╭─ Information supplied

PR #444, opened 2018-05-24
do_cmdscale : handle all 0 distances case

hideaki:
### Description
Handle the case where all distances are 0.

### Checklist

- [ ] Pass devtools::check()
- [x] Pass devtools::test()
- [x] Tested with Exploratory

### DIFF
--- a/R/stats_wrapper.R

╰─

(Exercise goal):
Each line from the one containing "- [ ] Pass devtools::check()" to the last line above must be returned exactly, and no line outside that range.

(Response area):
- [ ] Pass devtools::check()
- [x] Pass devtools::test()
- [x] Tested with Exploratory

### DIFF
--- a/R/stats_wrapper.R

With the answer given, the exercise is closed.